The banging and slamming, clattering and rattling sounds were coming from behind the locked door, and they were building up, growing more and more aggressive. As I stood there, shaking, controlling my breathing, keeping quiet, I started to realise something about the noise was wrong. It took a few seconds to work out what that something was, and then I got it: the banging and crashing from behind the door seemed to be coming from a distance. From the dimensions of the house, the locked room couldn’t be large, slightly smaller than my bedroom at the biggest, and perhaps only a box room. An impossibility then, but still: the sounds seemed to be bouncing off bare walls, as if travelling from the far end of a huge, empty warehouse.
The violence cranked up even further into an angry thrashing of violent bangs and metal crashes. I leant forward, listening for some clue. My ear brushed the surface of the locked door, gently, barely at all. The instant it happened, the split second my body made contact with the paintwork, the noise, the smashing, banging, slamming, everything, stopped dead.

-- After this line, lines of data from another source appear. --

PR #179, opened 2016-06-15
Add scalaz.{Equal, Show} instances

fthomas:


fthomas:
BTW, since `Equal` and `Show` are both contravariant functors, the two instances could be implemented in terms of a general function that abstracts over type classes that are contravariant functors:
```scala
  implicit def refTypeEqual[F[_, _]: RefType, T: Equal, P]: Equal[F[T, P]] =
    xxx[F, T, P, Equal]

  implicit def refTypeShow[F[_, _]: RefType, T: Show, P]: Show[F[T, P]] =
    xxx[F, T, P, Show]

  def xxx[F[_, _], T, P, TC[_]: Contravariant](implicit rt: RefType[F], tc: TC[T]): TC[F[T, P]] =
    tc.contramap(rt.unwrap)
```

PR #193, opened 2016-07-26
WIP: Type class that combines RefType and Validate  

fthomas:
This adds the `RefinedType` type class that combines `RefType` and `Validate` instances for a refined type `F[T, P]`. The motivating example for this type class was given by @benhutchison on [Gitter](https://gitter.im/fthomas/refined?at=5781c8edc9b49c1d6ff03072). Abstracting over `RefType.applyRef` currently requires a lot of type ceremony:

``` scala
def refineEff[S] = new ApplyRefPartiallyAppliedExt[S]

final class ApplyRefPartiallyAppliedExt[S] {
  def apply[E: Err, F[_, _], T, P](t: T)(
    implicit ev: F[T, P] =:= S, rt: RefType[F], v: Validate[T, P]
  ): Eff[E, S] =
    fromXor(RefType.applyRef[S].apply(t).toXor)
}
```

The goal is to allow calls like `refineEff[PosInt](5)` where `PosInt` is an alias for `Int Refined Positive` and the base type `Int` can be inferred from the parameter of `apply`. With `RefinedType`, this can be simplified to:

``` scala
def refineEff[S] = new ApplyRefPartiallyAppliedExt[S]

final class ApplyRefPartiallyAppliedExt[S] {
  def apply[E: Err, T](t: T)(
    implicit rt: RefinedType.AuxT[S, T]
  ): Eff[E, S] =
    fromXor(rt.refine(t).toXor)
}
```

What has improved with `RefinedType`:
- `apply` has two fewer type parameters
- `apply` has two fewer implicit parameters
- `RefType.applyRef[S].apply(t)` became `rt.refine(t)`

In general I think this is a win. The only downside is that we still require the `ApplyRefPartiallyAppliedExt` class to partially apply the refined type `S` and to let the base type `T` be inferred.

Also the combination of `RefType` and `Validate` is very common (e.g., type class instances of 3rd-party libraries for refined types almost always require the combination of these two), so it is natural to combine them. It also makes the implementation of refined simpler in some cases.

It is unfortunate that the names `RefType` and `RefinedType` are very similar. This type class makes me regret the name `RefType`. Maybe something like `CarrierType` or `WrapperType` would have been a better choice.


benhutchison:
+1. Much simpler. Im keen to try it out in a project!

fthomas:
Superseded by #369 which also contains the `RefinedType` type class.

PR #209, opened 2016-10-19
Build with 2.12.0-RC2

fthomas:
This currently fails because shapeless 2.3.2 is not yet available for 2.12.0-RC2.


fthomas:
This now fails because scodec-core is not yet available for RC2.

Shock jerked me backwards like burned fingers. I tried not to move, tried not to breathe, my hand covering my mouth.
Deep thick silence thundered from behind the closed door. Pure. Heavy. Pregnant. The sound of being stared at.
I waited.
I waited for something to happen.
One minute.
Two minutes.
Nothing happened at all.
Ten minutes later I had the hammer out of the toolbox and was searching through the kitchen cupboard full of unopened letters from the First Eric Sanderson. I found the envelope with the card square inside, ripped it open at one end and shook it. The key fell into my hand.
•
“I’m coming in,” I said outside the door, surprised by the clarity and pitch of my voice in the silence. My guts felt like dangling elastic bands. Hot nervous fluid pressed in my bladder. “I’m coming in. I’m unlocking the door.”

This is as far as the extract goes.